Bridging AI Research and Education Practice to Drive Changes in the Ecosystem of Innovation
Bruce McCandliss is a Professor in the Stanford Graduate School of Education and (by courtesy) Department of Psychology at Stanford University. He studies developmental cognitive neuroscience, with an emphasis of questions of how the neural substrates of several cognitive abilities change via learning and education. His laboratory employs several diverse techniques to investigate cognitive change across development and learning, including training studies in adults and children, longitudinal research in school-age children, and naturalistic school-based studies observational and intervention studies.

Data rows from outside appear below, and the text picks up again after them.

PR #208, opened 2016-02-16
Don't start plugins until after loading screen

Mingling94:


index.html
```diff
@@ -61,7 +61,7 @@
 			// It initiates all other functionality, directly or indirectly
 			var UI = require('./js/rendererjs/uiManager.js');
 			// Need this for devtools to work
-			var Plugins = require('./js/rendererjs/pluginManager.js');
+			var Plugins;
```
lukechampine: where does this value eventually get set? I see `plugins` and `ui` being referenced in the other files; don't they need to be lower-cased here as well?

Mingling94: Oops, forgot to correct the index.html. That's what happens when you only grep inside a js folder, this would have broke all the things.

Issue #205, opened 2016-02-06
Siad needs to be running


JoshuaMurphynz:
when i run

Sia-UI

I get an error saying that siad needs to be running.

This should be started automatically

lukechampine:
siad is started automatically, though it can take a while to startup. Personally, I prefer to run siad separately from the UI.

DavidVorick:
I do think that the UI should not close 'siad'. People were originally confused by the behavior that 'siad' would not shut down when the UI was closed, but it's important to the hostdb that 'siad' be running most of the time otherwise it won't know which hosts have good uptime.

avahowell:
This behavior has been specified and implemented as of #220 and #222.  I am therefore closing this issue.

PR #210, opened 2016-02-16
By default, siad is detached and outlives the UI

Mingling94:
Mentioned as desired behavior in #205

### DIFF
--- a/js/mainjs/config.js
+++ b/js/mainjs/config.js
@@ -5,7 +5,7 @@ const defaultConfig = {
 	homePlugin:  'Overview',
 	siad: {
     	path: require('path').join(__dirname, '../..', 'Sia'),
-		detached: false,
+		detached: true,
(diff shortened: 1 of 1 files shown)


lukechampine:
I'm not sure about this, as it means siad has to be closed via siac, which most newbies aren't aware of.
Maybe best would be a confirmation dialog when closing that asks if you want to shut down siad as well?

pmknutsen:
I think the desired behavior is that closing the window, will simply minimize Sia-UI.

Sia-UI should be shut down with either Ctrl+Q, selecting Quit in a window menu, or a Quit option in a toolbar menu. This is how most UIs that want to be persistent do it.

Quit'ing Sia-UI should then also shutdown siad.

Mingling94:
Ah, good to restart the conversation about desired behavior then!

PR #211, opened 2016-02-16
On wrong password, show popup and delete saved pw

### LINKED ISSUE #200: Passphrase saving even if wrong
Yosemite Darwin 0.5.1

Saving and sending siad the password and unlock command seems to work fine, but there is no going back if you put in the wrong password. If you fat finger it, you don't get the chance to change the string and you are condemned to just the get Wrong Password error.

Fix: Make Sia forget the password if you enter the wrong one
       or
       Make Sia save the password only if it's the correct one

Mingling94:
Fixes #200

### DIFF
--- a/plugins/Wallet/.jshintrc
+++ b/plugins/Wallet/.jshintrc
@@ -120,6 +120,8 @@
 		"tooltip": true,
 		"encrypt": true,
 		"lock": true,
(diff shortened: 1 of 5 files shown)


lukechampine:
thanks!

Issue #149, opened 2015-12-14
Oversized Sia logo in OS X's status menu.


VoidingWarranties:
![screen shot](https://cloud.githubusercontent.com/assets/5420909/11786925/46e2e920-a257-11e5-9484-f0ee62efdf32.png)

DavidVorick:
I blame Apple, the OS should be able to resize as necessary. I'm pretty sure that's what both Linux and Windows does.

heh. We should fix it.

VoidingWarranties:
The icon shouldn't even exist in the status menu unless there are clickable items or other display info in it. Are there actions that the status menu currently provides? If there are none we should remove it.

DavidVorick:
I think it was supposed to have the buttons that allowed you to minimize the window or something.

I'm not sure how it got there, you'd have to talk to Ming.

@Mingling94 ideas?

Issue #148, opened 2015-12-14
OS X specific actions don't work (quit, hide, etc...)


VoidingWarranties:
e.g. command-Q for quit, command-H for hide. There are others as well, such as command-option-H for hide others. There also aren't menu bar items for these actions. The only way to exit the program in is to click the red x, and there is no way to hide the program AFAIK.

lukechampine:
fixed in #212

PR #212, opened 2016-02-17
Fixes for #149 and #148

avahowell:


js/mainjs/trayMenu.js
```diff
@@ -0,0 +1,22 @@
...
+	// Template for Sia-UI tray menu.
+	var menutemplate = [
+		{
+			label: 'Show Sia',
+			click: function () { window.show(); }
+		},
+		{ type: 'separator' },
+		{
+			label: 'Hide Sia',
+			click: function () { window.hide(); }
```
lukechampine, line 16: could these just be `window.show` and `window.hide`?
although, even if it's possible, I'm not sure it's best practice.

VoidingWarranties:
Can you close the issues in the commit messages both so that they are closed automatically and so that it's obvious what each commit fixes

js/mainjs/initWindow.js
```diff
@@ -49,13 +48,12 @@ module.exports = function(config) {
...
 	// Load the index.html of the app.
 	mainWindow.loadURL('file://' + __dirname + '/../../index.html');
-
 	// Choose not to show the menubar
 	if (process.platform !== 'darwin') {
 		mainWindow.setMenuBarVisibility(false);
 	} else {
 		// Create the Application's main menu - OSX version might feel weird without a menubar
-		Menu.setApplicationMenu(AppMenu);
+		Menu.setApplicationMenu(new AppMenu(mainWindow));
```
lukechampine: I still haven't fully grasped the `new` operator. What purpose does it serve here?

index.js
```diff
@@ -22,13 +23,14 @@ var config = require('./js/mainjs/config.js')(Path.join(__dirname, 'config.json'
 
 // When Electron loading has finished, start the daemon then the UI
 App.on('ready', function() {
+	// Load mainWindow
+	mainWindow = require('./js/mainjs/initWindow.js')(config);
 	// Load tray icon
-	var iconPath = Path.join(__dirname, 'assets', 'icon.png');
+	// OSX has a maximum tray icon height of 18px.
```
lukechampine: can probably drop this comment. It's more confusing than helpful.

VoidingWarranties: Where does 18px come from? http://iconhandbook.co.uk/reference/chart/osx/ says the maximum size is 22px. Also is it possible to use the previous larger icon (or vector image if we have that), but display it at a smaller size?

VoidingWarranties:
Where does 18px come from for the OS X menu bar size? http://iconhandbook.co.uk/reference/chart/osx/ says the maximum size is 22px. Also is it possible to use the previous larger icon (or vector image if we have that), but display it at a smaller size?

js/mainjs/initWindow.js
avahowell: I amended the commits to reflect their issue fixes.  I initially called this as Menu.setApplicationMenu(AppMenu()), and JSHint yelled at me for not calling a constructor using new.  Looking into it more, it looks like jshint expects all functions that start with caps to be constructors, invoked using new.  AppMenu() can still be called as a function, but should probably be renamed to reflect this convention

lukechampine: gotcha. I agree that `AppMenu` should be lowercased.

avahowell:
Electron's nativeImage class only supports png and jpeg, unfortunately no vector images.  I chose 18px to give some vertical margin to the icon, the maximum tray icon size is indeed 22px on osx.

In his talk, Bruce examines these points…
1. Setting the stage of the eco-system for educational innovation: who are the stake-holders? What limits their engagement and innovation?
2. AI research plays out at multiple, interacting levels of complexity: i.e. neural systems (biological and artificial), the whole developing child, the school classroom and school district level.
3. Systems neuroscience may provide a key level of explanation for a learner’s trajectory through a learning environment.
4. Educational systems have increasing degrees of freedom for differentiated instruction and engagement.
5. AI, when combined with insights from the Learning Sciences, may provide decision relevant information to enhance children’s development during the early school years, enabling schools to become learning institutions that learn.